Records for this task:
*** Begin section ***
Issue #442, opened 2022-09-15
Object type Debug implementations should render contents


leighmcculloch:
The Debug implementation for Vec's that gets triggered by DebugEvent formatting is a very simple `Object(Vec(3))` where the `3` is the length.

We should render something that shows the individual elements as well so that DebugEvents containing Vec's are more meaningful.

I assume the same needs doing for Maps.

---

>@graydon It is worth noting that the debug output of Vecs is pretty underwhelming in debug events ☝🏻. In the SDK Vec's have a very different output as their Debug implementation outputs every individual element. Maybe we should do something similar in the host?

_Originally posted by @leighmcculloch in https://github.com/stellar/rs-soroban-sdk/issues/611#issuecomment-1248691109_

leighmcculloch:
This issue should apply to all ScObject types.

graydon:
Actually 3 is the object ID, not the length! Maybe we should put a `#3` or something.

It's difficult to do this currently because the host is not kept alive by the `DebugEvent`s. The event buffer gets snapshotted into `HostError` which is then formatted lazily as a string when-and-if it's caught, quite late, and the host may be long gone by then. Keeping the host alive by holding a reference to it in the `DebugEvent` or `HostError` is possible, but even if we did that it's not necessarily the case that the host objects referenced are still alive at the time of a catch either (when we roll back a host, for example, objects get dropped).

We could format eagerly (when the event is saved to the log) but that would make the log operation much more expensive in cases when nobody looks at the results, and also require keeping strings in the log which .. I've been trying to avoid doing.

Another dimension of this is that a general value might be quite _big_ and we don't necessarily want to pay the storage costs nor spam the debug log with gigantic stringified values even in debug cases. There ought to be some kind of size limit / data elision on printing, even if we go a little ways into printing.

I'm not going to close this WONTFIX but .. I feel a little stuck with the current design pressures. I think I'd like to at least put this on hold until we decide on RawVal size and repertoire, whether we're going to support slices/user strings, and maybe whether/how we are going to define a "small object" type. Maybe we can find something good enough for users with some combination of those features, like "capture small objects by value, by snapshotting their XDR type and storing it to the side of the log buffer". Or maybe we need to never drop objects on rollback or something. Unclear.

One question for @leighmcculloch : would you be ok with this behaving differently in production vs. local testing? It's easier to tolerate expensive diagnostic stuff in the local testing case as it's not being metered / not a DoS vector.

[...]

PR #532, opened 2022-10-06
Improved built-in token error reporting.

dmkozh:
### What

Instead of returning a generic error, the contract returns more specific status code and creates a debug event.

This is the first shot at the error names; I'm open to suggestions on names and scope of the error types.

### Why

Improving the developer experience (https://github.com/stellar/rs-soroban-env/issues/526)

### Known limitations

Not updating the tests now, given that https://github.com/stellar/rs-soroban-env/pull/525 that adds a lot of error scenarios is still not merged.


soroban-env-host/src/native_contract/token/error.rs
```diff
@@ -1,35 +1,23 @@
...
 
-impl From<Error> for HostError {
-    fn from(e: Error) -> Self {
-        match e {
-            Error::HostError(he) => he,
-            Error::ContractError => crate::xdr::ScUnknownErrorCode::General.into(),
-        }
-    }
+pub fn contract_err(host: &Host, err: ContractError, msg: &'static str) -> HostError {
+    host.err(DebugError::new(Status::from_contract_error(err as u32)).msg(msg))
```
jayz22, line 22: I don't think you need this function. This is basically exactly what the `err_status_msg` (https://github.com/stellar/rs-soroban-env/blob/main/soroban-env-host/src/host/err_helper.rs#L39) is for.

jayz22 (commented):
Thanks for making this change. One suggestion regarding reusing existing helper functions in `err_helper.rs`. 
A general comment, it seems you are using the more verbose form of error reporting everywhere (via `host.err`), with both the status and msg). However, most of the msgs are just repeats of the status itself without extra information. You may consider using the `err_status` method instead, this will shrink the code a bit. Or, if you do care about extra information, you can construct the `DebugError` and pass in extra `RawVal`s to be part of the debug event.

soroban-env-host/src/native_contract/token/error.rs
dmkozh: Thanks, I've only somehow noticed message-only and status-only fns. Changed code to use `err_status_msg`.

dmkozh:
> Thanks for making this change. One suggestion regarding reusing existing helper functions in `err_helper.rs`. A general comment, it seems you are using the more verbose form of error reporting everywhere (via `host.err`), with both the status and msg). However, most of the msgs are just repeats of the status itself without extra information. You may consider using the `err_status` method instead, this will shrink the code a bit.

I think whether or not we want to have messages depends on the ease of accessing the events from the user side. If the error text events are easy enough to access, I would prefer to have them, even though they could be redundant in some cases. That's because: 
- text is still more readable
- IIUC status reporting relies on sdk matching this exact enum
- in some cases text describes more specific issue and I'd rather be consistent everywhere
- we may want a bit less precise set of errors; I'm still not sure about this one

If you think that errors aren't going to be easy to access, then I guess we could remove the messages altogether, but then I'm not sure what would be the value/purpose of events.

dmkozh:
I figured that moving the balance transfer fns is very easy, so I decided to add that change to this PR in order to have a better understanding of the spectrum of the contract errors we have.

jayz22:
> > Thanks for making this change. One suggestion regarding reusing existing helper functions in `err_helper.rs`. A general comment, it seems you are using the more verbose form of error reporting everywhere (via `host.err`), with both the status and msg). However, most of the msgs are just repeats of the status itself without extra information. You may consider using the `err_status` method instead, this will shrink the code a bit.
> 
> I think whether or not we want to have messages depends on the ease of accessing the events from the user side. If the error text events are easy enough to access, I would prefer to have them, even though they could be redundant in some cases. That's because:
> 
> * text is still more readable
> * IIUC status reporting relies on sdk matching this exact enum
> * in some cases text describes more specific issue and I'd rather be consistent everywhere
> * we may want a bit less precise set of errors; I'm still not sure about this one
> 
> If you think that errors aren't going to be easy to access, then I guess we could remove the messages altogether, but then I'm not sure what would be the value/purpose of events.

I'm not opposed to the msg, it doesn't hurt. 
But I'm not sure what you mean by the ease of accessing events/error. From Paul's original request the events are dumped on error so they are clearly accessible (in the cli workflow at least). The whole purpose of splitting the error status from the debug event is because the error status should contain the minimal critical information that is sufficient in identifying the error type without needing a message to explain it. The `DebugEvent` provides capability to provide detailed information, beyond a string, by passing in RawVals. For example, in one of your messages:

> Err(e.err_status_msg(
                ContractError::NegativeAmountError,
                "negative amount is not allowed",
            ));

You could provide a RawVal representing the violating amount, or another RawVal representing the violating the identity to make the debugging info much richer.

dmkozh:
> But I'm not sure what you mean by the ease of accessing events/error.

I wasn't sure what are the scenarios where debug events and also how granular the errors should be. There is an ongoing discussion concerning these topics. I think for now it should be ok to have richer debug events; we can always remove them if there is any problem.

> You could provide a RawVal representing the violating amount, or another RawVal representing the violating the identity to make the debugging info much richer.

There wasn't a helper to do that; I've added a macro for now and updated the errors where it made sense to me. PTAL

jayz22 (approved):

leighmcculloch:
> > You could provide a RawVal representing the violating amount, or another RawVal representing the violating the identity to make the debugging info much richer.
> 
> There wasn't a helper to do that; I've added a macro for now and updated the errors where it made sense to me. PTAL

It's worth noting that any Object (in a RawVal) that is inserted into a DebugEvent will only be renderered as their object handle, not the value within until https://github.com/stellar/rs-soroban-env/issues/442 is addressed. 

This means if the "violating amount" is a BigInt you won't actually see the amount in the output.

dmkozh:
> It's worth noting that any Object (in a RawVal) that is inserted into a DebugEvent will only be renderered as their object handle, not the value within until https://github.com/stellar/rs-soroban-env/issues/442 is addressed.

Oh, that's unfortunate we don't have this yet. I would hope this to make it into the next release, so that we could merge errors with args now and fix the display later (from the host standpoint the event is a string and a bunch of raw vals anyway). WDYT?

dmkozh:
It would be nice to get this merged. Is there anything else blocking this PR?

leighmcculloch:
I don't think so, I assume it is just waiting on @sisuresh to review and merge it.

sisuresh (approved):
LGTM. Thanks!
*** End section ***
Problem description:
The records above must be transcribed without a single omission.

Answer space:
Issue #442, opened 2022-09-15
Object type Debug implementations should render contents


leighmcculloch:
The Debug implementation for Vec's that gets triggered by DebugEvent formatting is a very simple `Object(Vec(3))` where the `3` is the length.

We should render something that shows the individual elements as well so that DebugEvents containing Vec's are more meaningful.

I assume the same needs doing for Maps.

---

>@graydon It is worth noting that the debug output of Vecs is pretty underwhelming in debug events ☝🏻. In the SDK Vec's have a very different output as their Debug implementation outputs every individual element. Maybe we should do something similar in the host?

_Originally posted by @leighmcculloch in https://github.com/stellar/rs-soroban-sdk/issues/611#issuecomment-1248691109_

leighmcculloch:
This issue should apply to all ScObject types.

graydon:
Actually 3 is the object ID, not the length! Maybe we should put a `#3` or something.

It's difficult to do this currently because the host is not kept alive by the `DebugEvent`s. The event buffer gets snapshotted into `HostError` which is then formatted lazily as a string when-and-if it's caught, quite late, and the host may be long gone by then. Keeping the host alive by holding a reference to it in the `DebugEvent` or `HostError` is possible, but even if we did that it's not necessarily the case that the host objects referenced are still alive at the time of a catch either (when we roll back a host, for example, objects get dropped).

We could format eagerly (when the event is saved to the log) but that would make the log operation much more expensive in cases when nobody looks at the results, and also require keeping strings in the log which .. I've been trying to avoid doing.

Another dimension of this is that a general value might be quite _big_ and we don't necessarily want to pay the storage costs nor spam the debug log with gigantic stringified values even in debug cases. There ought to be some kind of size limit / data elision on printing, even if we go a little ways into printing.

I'm not going to close this WONTFIX but .. I feel a little stuck with the current design pressures. I think I'd like to at least put this on hold until we decide on RawVal size and repertoire, whether we're going to support slices/user strings, and maybe whether/how we are going to define a "small object" type. Maybe we can find something good enough for users with some combination of those features, like "capture small objects by value, by snapshotting their XDR type and storing it to the side of the log buffer". Or maybe we need to never drop objects on rollback or something. Unclear.

One question for @leighmcculloch : would you be ok with this behaving differently in production vs. local testing? It's easier to tolerate expensive diagnostic stuff in the local testing case as it's not being metered / not a DoS vector.

[...]

PR #532, opened 2022-10-06
Improved built-in token error reporting.

dmkozh:
### What

Instead of returning a generic error, the contract returns more specific status code and creates a debug event.

This is the first shot at the error names; I'm open to suggestions on names and scope of the error types.

### Why

Improving the developer experience (https://github.com/stellar/rs-soroban-env/issues/526)

### Known limitations

Not updating the tests now, given that https://github.com/stellar/rs-soroban-env/pull/525 that adds a lot of error scenarios is still not merged.


soroban-env-host/src/native_contract/token/error.rs
```diff
@@ -1,35 +1,23 @@
...
 
-impl From<Error> for HostError {
-    fn from(e: Error) -> Self {
-        match e {
-            Error::HostError(he) => he,
-            Error::ContractError => crate::xdr::ScUnknownErrorCode::General.into(),
-        }
-    }
+pub fn contract_err(host: &Host, err: ContractError, msg: &'static str) -> HostError {
+    host.err(DebugError::new(Status::from_contract_error(err as u32)).msg(msg))
```
jayz22, line 22: I don't think you need this function. This is basically exactly what the `err_status_msg` (https://github.com/stellar/rs-soroban-env/blob/main/soroban-env-host/src/host/err_helper.rs#L39) is for.

jayz22 (commented):
Thanks for making this change. One suggestion regarding reusing existing helper functions in `err_helper.rs`. 
A general comment, it seems you are using the more verbose form of error reporting everywhere (via `host.err`), with both the status and msg). However, most of the msgs are just repeats of the status itself without extra information. You may consider using the `err_status` method instead, this will shrink the code a bit. Or, if you do care about extra information, you can construct the `DebugError` and pass in extra `RawVal`s to be part of the debug event.

soroban-env-host/src/native_contract/token/error.rs
dmkozh: Thanks, I've only somehow noticed message-only and status-only fns. Changed code to use `err_status_msg`.

dmkozh:
> Thanks for making this change. One suggestion regarding reusing existing helper functions in `err_helper.rs`. A general comment, it seems you are using the more verbose form of error reporting everywhere (via `host.err`), with both the status and msg). However, most of the msgs are just repeats of the status itself without extra information. You may consider using the `err_status` method instead, this will shrink the code a bit.

I think whether or not we want to have messages depends on the ease of accessing the events from the user side. If the error text events are easy enough to access, I would prefer to have them, even though they could be redundant in some cases. That's because: 
- text is still more readable
- IIUC status reporting relies on sdk matching this exact enum
- in some cases text describes more specific issue and I'd rather be consistent everywhere
- we may want a bit less precise set of errors; I'm still not sure about this one

If you think that errors aren't going to be easy to access, then I guess we could remove the messages altogether, but then I'm not sure what would be the value/purpose of events.

dmkozh:
I figured that moving the balance transfer fns is very easy, so I decided to add that change to this PR in order to have a better understanding of the spectrum of the contract errors we have.

jayz22:
> > Thanks for making this change. One suggestion regarding reusing existing helper functions in `err_helper.rs`. A general comment, it seems you are using the more verbose form of error reporting everywhere (via `host.err`), with both the status and msg). However, most of the msgs are just repeats of the status itself without extra information. You may consider using the `err_status` method instead, this will shrink the code a bit.
> 
> I think whether or not we want to have messages depends on the ease of accessing the events from the user side. If the error text events are easy enough to access, I would prefer to have them, even though they could be redundant in some cases. That's because:
> 
> * text is still more readable
> * IIUC status reporting relies on sdk matching this exact enum
> * in some cases text describes more specific issue and I'd rather be consistent everywhere
> * we may want a bit less precise set of errors; I'm still not sure about this one
> 
> If you think that errors aren't going to be easy to access, then I guess we could remove the messages altogether, but then I'm not sure what would be the value/purpose of events.

I'm not opposed to the msg, it doesn't hurt. 
But I'm not sure what you mean by the ease of accessing events/error. From Paul's original request the events are dumped on error so they are clearly accessible (in the cli workflow at least). The whole purpose of splitting the error status from the debug event is because the error status should contain the minimal critical information that is sufficient in identifying the error type without needing a message to explain it. The `DebugEvent` provides capability to provide detailed information, beyond a string, by passing in RawVals. For example, in one of your messages:

> Err(e.err_status_msg(
                ContractError::NegativeAmountError,
                "negative amount is not allowed",
            ));

You could provide a RawVal representing the violating amount, or another RawVal representing the violating the identity to make the debugging info much richer.

dmkozh:
> But I'm not sure what you mean by the ease of accessing events/error.

I wasn't sure what are the scenarios where debug events and also how granular the errors should be. There is an ongoing discussion concerning these topics. I think for now it should be ok to have richer debug events; we can always remove them if there is any problem.

> You could provide a RawVal representing the violating amount, or another RawVal representing the violating the identity to make the debugging info much richer.

There wasn't a helper to do that; I've added a macro for now and updated the errors where it made sense to me. PTAL

jayz22 (approved):

leighmcculloch:
> > You could provide a RawVal representing the violating amount, or another RawVal representing the violating the identity to make the debugging info much richer.
> 
> There wasn't a helper to do that; I've added a macro for now and updated the errors where it made sense to me. PTAL

It's worth noting that any Object (in a RawVal) that is inserted into a DebugEvent will only be renderered as their object handle, not the value within until https://github.com/stellar/rs-soroban-env/issues/442 is addressed. 

This means if the "violating amount" is a BigInt you won't actually see the amount in the output.

dmkozh:
> It's worth noting that any Object (in a RawVal) that is inserted into a DebugEvent will only be renderered as their object handle, not the value within until https://github.com/stellar/rs-soroban-env/issues/442 is addressed.

Oh, that's unfortunate we don't have this yet. I would hope this to make it into the next release, so that we could merge errors with args now and fix the display later (from the host standpoint the event is a string and a bunch of raw vals anyway). WDYT?

dmkozh:
It would be nice to get this merged. Is there anything else blocking this PR?

leighmcculloch:
I don't think so, I assume it is just waiting on @sisuresh to review and merge it.

sisuresh (approved):
LGTM. Thanks!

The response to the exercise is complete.